• [Task description]:
The required answer is each line in the entries below where "Exceptions" occurs.

(Data records)

PR #171, opened 2015-09-01
Create ExtraValuesAssigner and use it in SiteLinkSerializer

Benestar:
Please comment on this idea, see also #163

### DIFF
--- a/src/ExtraValuesAssigner.php
+++ b/src/ExtraValuesAssigner.php
@@ -1,0 +1,46 @@
+<?php
+
+namespace Wikibase\DataModel;
+
+/**
+ * Assigns extra values to the serialization of an object
+ * based on the given extra values providers.
+ *
+ * @since 2.1
+ *
+ * @licence GNU GPL v2+
+ * @author Bene* < benestar.wikimedia@gmail.com >
+ */
+class ExtraValuesAssigner {
+
+	/**
+	 * @var ExtraValuesProvider[]
+	 */
+	private $extraValuesProviders;
+
+	/**
+	 * @param ExtraValuesProvider[] $extraValuesProviders
+	 */
+	public function __construct( array $extraValuesProviders = array() ) {
+		$this->extraValuesProviders = $extraValuesProviders;
+	}
+
+	/**
+	 * @param array $serialization
+	 * @param mixed $object
+	 * @return array
+	 */
+	public function addExtraValues( $serialization, $object ) {
+		foreach ( $this->extraValuesProviders as $extraValuesProvider ) {
+			if ( $extraValuesProvider->isProviderFor( $object ) ) {
+				$serialization = array_merge(
+					$extraValuesProvider->getExtraValues( $object ),
+					$serialization
+				);
+			}
+		}
+
+		return $serialization;
+	}
+
+}
--- a/src/ExtraValuesProvider.php
+++ b/src/ExtraValuesProvider.php
@@ -1,0 +1,27 @@
+<?php
+
+namespace Wikibase\DataModel;
+
+/**
+ * Provides extra values for the serialization of an object.
+ *
+ * @since 2.1
+ *
+ * @licence GNU GPL v2+
+ * @author Bene* < benestar.wikimedia@gmail.com >
+ */
+interface ExtraValuesProvider {
+
+	/**
+	 * @param mixed $object
+	 * @return bool
+	 */
+	public function isProviderFor( $object );
+
+	/**
+	 * @param mixed $object
+	 * @return array
+	 */
+	public function getExtraValues( $object );
+
+}
--- a/src/SerializerFactory.php
+++ b/src/SerializerFactory.php
@@ -57,23 +57,23 @@ class SerializerFactory {
 
 	/**
 	 * @param Serializer $dataValueSerializer serializer for DataValue objects
-	 * @param ExtraValuesAssigner $extraValuesAssigner
 	 * @param int $options set multiple with bitwise or
+	 * @param ExtraValuesAssigner|null $extraValuesAssigner
 	 *
 	 * @throws InvalidArgumentException
 	 */
 	public function __construct(
 		Serializer $dataValueSerializer,
-		ExtraValuesAssigner $extraValuesAssigner,
-		$options = 0
+		$options = 0,
+		ExtraValuesAssigner $extraValuesAssigner = null
 	) {
 		if ( !is_int( $options ) ) {
 			throw new InvalidArgumentException( '$options must be an integer' );
 		}
 
 		$this->dataValueSerializer = $dataValueSerializer;
-		$this->extraValuesAssigner = $extraValuesAssigner;
 		$this->options = $options;
+		$this->extraValuesAssigner = $extraValuesAssigner ?: new ExtraValuesAssigner();
 	}
 
 	/**
--- a/src/SerializerFactory.php
+++ b/src/SerializerFactory.php
@@ -51,17 +51,28 @@ class SerializerFactory {
 	private $dataValueSerializer;
 
 	/**
+	 * @var ExtraValuesAssigner
+	 */
+	private $extraValuesAssigner;
+
+	/**
 	 * @param Serializer $dataValueSerializer serializer for DataValue objects
+	 * @param ExtraValuesAssigner $extraValuesAssigner
 	 * @param int $options set multiple with bitwise or
 	 *
 	 * @throws InvalidArgumentException
 	 */
-	public function __construct( Serializer $dataValueSerializer, $options = 0 ) {
+	public function __construct(
+		Serializer $dataValueSerializer,
+		ExtraValuesAssigner $extraValuesAssigner,
+		$options = 0
+	) {
 		if ( !is_int( $options ) ) {
 			throw new InvalidArgumentException( '$options must be an integer' );
 		}
 
 		$this->dataValueSerializer = $dataValueSerializer;
+		$this->extraValuesAssigner = $extraValuesAssigner;
 		$this->options = $options;
 	}
 
@@ -121,7 +132,7 @@ class SerializerFactory {
 	 * @return Serializer
 	 */
 	public function newSiteLinkSerializer() {
-		return new SiteLinkSerializer();
+		return new SiteLinkSerializer( $this->extraValuesAssigner );
 	}
 
 	/**
--- a/tests/bootstrap.php
+++ b/tests/bootstrap.php
@@ -12,7 +12,4 @@ if ( !is_readable( __DIR__ . '/../vendor/autoload.php' ) ) {
 }
 
 $loader = require_once( __DIR__ . '/../vendor/autoload.php' );
-$loader->addClassMap( array(
-	'Tests\Wikibase\DataModel\Serializers\SerializerBaseTest' => __DIR__ . '/unit/Serializers/SerializerBaseTest.php',
-	'Tests\Wikibase\DataModel\Deserializers\DeserializerBaseTest' => __DIR__ . '/unit/Deserializers/DeserializerBaseTest.php'
-) );
+$loader->addPsr4( 'Tests\\Wikibase\\DataModel\\', __DIR__ . '/unit/' );
--- a/tests/unit/FakeExtraValuesProvider.php
+++ b/tests/unit/FakeExtraValuesProvider.php
@@ -1,0 +1,31 @@
+<?php
+
+
+namespace Tests\Wikibase\DataModel;
+
+use Wikibase\DataModel\ExtraValuesProvider;
+
+/**
+ * @licence GNU GPL v2+
+ * @author Bene* < benestar.wikimedia@gmail.com >
+ */
+class FakeExtraValuesProvider implements ExtraValuesProvider {
+
+	/**
+	 * @param mixed $object
+	 * @return bool
+	 */
+	public function isProviderFor( $object ) {
+		return true;
+	}
+
+	/**
+	 * @param mixed $object
+	 * @return array
+	 */
+	public function getExtraValues( $object ) {
+		return array(
+			'foo' => 'bar'
+		);
+	}
+}
--- a/src/Serializers/SiteLinkSerializer.php
+++ b/src/Serializers/SiteLinkSerializer.php
@@ -6,6 +6,7 @@ use Serializers\DispatchableSerializer;
 use Serializers\Exceptions\SerializationException;
 use Serializers\Exceptions\UnsupportedObjectException;
 use Wikibase\DataModel\Entity\ItemId;
+use Wikibase\DataModel\ExtraValuesAssigner;
 use Wikibase\DataModel\SiteLink;
 
 /**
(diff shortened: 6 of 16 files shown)


src/SerializerFactory.php
```diff
@@ -51,17 +51,28 @@ class SerializerFactory {
...
+	 * @param ExtraValuesAssigner $extraValuesAssigner
 	 * @param int $options set multiple with bitwise or
 	 *
 	 * @throws InvalidArgumentException
 	 */
-	public function __construct( Serializer $dataValueSerializer, $options = 0 ) {
+	public function __construct(
+		Serializer $dataValueSerializer,
+		ExtraValuesAssigner $extraValuesAssigner,
+		$options = 0
```
Benestar: We should make that an optional parameter and by that avoid the breaking change.

addshore:
Generally I think this looks nicer than both the DerivedPropertyValue stuff and the Slotty stuff.
This would allow is to remove many more bad things from the ResultBuilder in wikibase

Benestar:
It will even allow us to inject the data types of snaks in a nice way because this approach does not depend on inheritance.

src/ExtraValuesAssigner.php
```diff
@@ -0,0 +1,46 @@
+<?php
+
+namespace Wikibase\DataModel;
```
Benestar: Should be in the Serializers namespace.

JeroenDeDauw: yes

tests/unit/FakeExtraValuesProvider.php
```diff
@@ -0,0 +1,31 @@
+<?php
+
+
+namespace Tests\Wikibase\DataModel;
```
JeroenDeDauw: Think I'd be nicer if this is in `fixtures/` rather than `unit/`

JeroenDeDauw:
I'm wondering what real implementations of `ExtraValuesProvider` would look like and where they would be defined. Without knowing that I can't tell if this actually solves any problem.

JeroenDeDauw:
Assuming it will be like

```php
class TypedSnakExtraValuesProvider implements ExtraValuesProvider {
    function getExtraValues( $snak ) {
        return [ 'datatype'  => $this->propertyDataTypeLookup->gimmeh( $snak->getPropertyId() ) ];
    }
}
```

Doing that still violates the contract of serializers, as they are not just serializing the object they are getting. The lookups might not be in the serializer object directly, though will still be dependencies and invoked by it.

Things gained are the ability to use lookups and other things the serializer component does not need to know about and the ability to confugure if and what extra values should be added. However to fully reap those benefits, we need to actually put serialization stuff outside of this component, which a similar concerns as that of @thiemowmde at https://github.com/wmde/WikibaseDataModelSerialization/pull/163#discussion_r38393161

Benestar:
The idea is of course that only the interface is defined here and all the implementations go into a more specific repository (perhaps Wikibase Repo). I believe that his approach is much better than the one using interfaces or extending the value objects because it doesn't need inheritance. We can have multiple ExtraValueProviders for snaks eg. so we can easily assign both a datatype and extended values for PropertyValueSnaks without having to deal with several extending/implementing different interfaces and end up with a bunch of redundant classes.

Using a lookup in the interface isn't really an issue because that's nothing the serialization component knows about. We can also do the lookups before serialization and just let the ExtraValuesProvider get the data from an associative array but I don't see how that would be better. I still think that this solves most if not all of our problems we currently have with serialization.

JeroenDeDauw:
> I believe that his approach is much better than the one using interfaces or extending the value objects because it doesn't need inheritance.

I don't agree with (part of) the reasoning in this line (which is disjoint from the main discussion here): inheritance is not a bad thing. Without it you have no OOP. Code reuse via inheritance is typically bad, though of course does not occur if you just implement an interface.

JeroenDeDauw:
I favour this approach over messing with the data model just for serialization purposes, mainly because a lot less things will be affected by and come to depend on this approach.

> Using a lookup in the interface isn't really an issue because that's nothing the serialization component knows about.

The concern I raised about using lookups in serializers has nothing to do with direct coupling. It is about the behaviour of the serializer, which is supposed to take its input and serializer it, as opposed to adding things coming from somewhere else as well. The proposed approach does not solve this.

A second concern that is not addressed is that of spreading out serialization format knowledge. If you put `ExtraValuesProvider` implementations in repo, then we'll have part of the serialization format here and part of the format in repo. Furthermore, the part that is in repo will not be usable by anything outside of repo, which is not nice. We could create an extra component that depends on serialization and services, or we could just have the `ExtraValuesProvider` implementations in here (and have serialization depend on services again) to avoid the binding to repo.

addshore:
> We could create an extra component that depends on serialization and services, or we could just have the ExtraValuesProvider implementations in here (and have serialization depend on services again) to avoid the binding to repo.

Both of these sound okay to me really, although it would be a shame to introduce the dependency on services here, but if it is needed for more than the 1 thing it was last linked to in here then fine.

src/ExtraValuesProvider.php
```diff
@@ -0,0 +1,27 @@
...
+
+	/**
+	 * @param mixed $object
+	 * @return bool
+	 */
+	public function isProviderFor( $object );
+
+	/**
+	 * @param mixed $object
+	 * @return array
```
thiemowmde: Underspecified. This **is** a serializer and should be documented as such.

src/ExtraValuesProvider.php
```diff
@@ -0,0 +1,27 @@
...
+
+/**
+ * Provides extra values for the serialization of an object.
+ *
+ * @since 2.1
+ *
+ * @licence GNU GPL v2+
+ * @author Bene* < benestar.wikimedia@gmail.com >
+ */
+interface ExtraValuesProvider {
```
thiemowmde: This is not a provider but a serializer.

src/ExtraValuesProvider.php
Benestar: This interface looks surprisingly similar to the DispatchableSerializer interface. Basically the two concepts are very similar. The only difference is that the DispatchingSerializer chooses one serializer and uses only that while this implementation combines and merges all serializations.

src/ExtraValuesProvider.php
Benestar: This is a provider but also a serializer ;-)

src/ExtraValuesAssigner.php
```diff
@@ -0,0 +1,46 @@
...
+	 * @param array $serialization
+	 * @param mixed $object
+	 * @return array
+	 */
+	public function addExtraValues( $serialization, $object ) {
+		foreach ( $this->extraValuesProviders as $extraValuesProvider ) {
+			if ( $extraValuesProvider->isProviderFor( $object ) ) {
+				$serialization = array_merge(
+					$extraValuesProvider->getExtraValues( $object ),
+					$serialization
```
thiemowmde: This is the code line where it becomes obvious that this new concept is nothing but a serializer. So I have to ask what the benefit of a parallel serializer hierarchy outside of the original serializer hierarchy is? Why not use a DataValueSerializer or something similar to a DataValueSerializer?

tests/bootstrap.php
```diff
@@ -12,7 +12,4 @@
 }
 
 $loader = require_once( __DIR__ . '/../vendor/autoload.php' );
-$loader->addClassMap( array(
-	'Tests\Wikibase\DataModel\Serializers\SerializerBaseTest' => __DIR__ . '/unit/Serializers/SerializerBaseTest.php',
-	'Tests\Wikibase\DataModel\Deserializers\DeserializerBaseTest' => __DIR__ . '/unit/Deserializers/DeserializerBaseTest.php'
-) );
+$loader->addPsr4( 'Tests\\Wikibase\\DataModel\\', __DIR__ . '/unit/' );
```
thiemowmde: Please create a separate patch if this is an intended change.

src/ExtraValuesAssigner.php
Benestar: How would you handle things like the url of a sitelink, the datatype of a snak or the page id + revision of an entity using a DataValueSerializer? I think we need a more general concept.

src/ExtraValuesProvider.php
thiemowmde: SerializationProvider then?

Benestar: Could also be ExtraValuesSerializer, tbh I don't care that much how this interface is called. Initially I called it FooBar because I didn't find a better way ^^

src/ExtraValuesAssigner.php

(End Data records)

• [Task answer]:
 use Serializers\Exceptions\SerializationException;
 use Serializers\Exceptions\UnsupportedObjectException;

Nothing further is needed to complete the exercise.